- _Problem to work on_
Lines of the listing below that contain the string "there" are to be returned.

■ ■ ■ ■ ■

PR #5939, opened 2024-11-05
[helm] derive the lease name from the release and preset names

pkoutsovasilis:
## What does this PR do?

This PR disables by default the kubernetes leader election unless a user explicitly marks it as enabled. More importantly this PR sets the lease name from the Helm release and the agent preset names and thus different agent deployments won't utilise the same lease now.

## Why is it important?

Because it guarantees correct lease isolation across different agent deployments in the same namespace

## Checklist

## Disruptive User Impact

N/A

follow [the kubernetes example](https://github.com/elastic/elastic-agent/tree/main/deploy/helm/elastic-agent/examples/kubernetes-default) and do two installations of the Helm chart with a different release name and under the same namespace (leases are namespace-scoped). With this PR you will see that two leases are created for the `clusterWide` preset where before there would be only one

## Related issues

- Relates https://github.com/elastic/ingest-dev/issues/3633 as the user facing issues with the lease name is mentioned there

### DIFF
--- a/deploy/helm/elastic-agent/values.yaml
+++ b/deploy/helm/elastic-agent/values.yaml
@@ -450,8 +450,6 @@ agent:
           logs: true
           metrics: true
       providers:
-        kubernetes_leaderelection:
-          enabled: false
         kubernetes:
           node: ${NODE_NAME}
           scope: node
@@ -481,7 +479,5 @@ agent:
           logs: true
           metrics: true
       providers:
-        kubernetes_leaderelection:
-          enabled: false
         kubernetes:
           enabled: false
--- a/deploy/helm/elastic-agent/examples/eck/rendered/manifest.yaml
+++ b/deploy/helm/elastic-agent/examples/eck/rendered/manifest.yaml
@@ -76,6 +76,7 @@ stringData:
         scope: cluster
       kubernetes_leaderelection:
         enabled: true
+        leader_lease: example-clusterwide
     inputs:
       - data_stream:
           namespace: default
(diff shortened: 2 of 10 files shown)


deploy/helm/elastic-agent/values.yaml
```diff
@@ -450,8 +450,6 @@ agent:
           logs: true
           metrics: true
       providers:
-        kubernetes_leaderelection:
-          enabled: false
```
swiatekm, line 454: I wonder if keeping this explicitly disabled here isn't better. This provider is enabled by default, and I think it's better to be more explicit when diverging from the agent's default behaviour. It would also make the code in `_helpers.tpl` nicer, as we wouldn't need to handle the edge cases.

pkoutsovasilis: @cmacknz any opinions on that? I have no issue reverting this to be enabled by default, however, I had the impression we want to minimise the usage of leader election to solely where it is needed.

swiatekm (approved):

deploy/helm/elastic-agent/values.yaml
cmacknz: I think the way the Helm chart deploys agent makes this much less necessary (e.g. DaemonSet + Deployment instead of just DaemonSet).

IMO we should turn leaderelection on unless it is necessary for correctness.

pkoutsovasilis: > IMO we should turn leaderelection on unless it is necessary for correctness.

I have a feeling that here you mean turn leaderelection **off**, right? 🙂

cmacknz: I meant to write "we should **not** turn leaderelection on unless it is necessary for correctness"

This would mean it is off by default.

■ ■ ■ ■ ■

- _Finished exercise_
follow [the kubernetes example](https://github.com/elastic/elastic-agent/tree/main/deploy/helm/elastic-agent/examples/kubernetes-default) and do two installations of the Helm chart with a different release name and under the same namespace (leases are namespace-scoped). With this PR you will see that two leases are created for the `clusterWide` preset where before there would be only one
- Relates https://github.com/elastic/ingest-dev/issues/3633 as the user facing issues with the lease name is mentioned there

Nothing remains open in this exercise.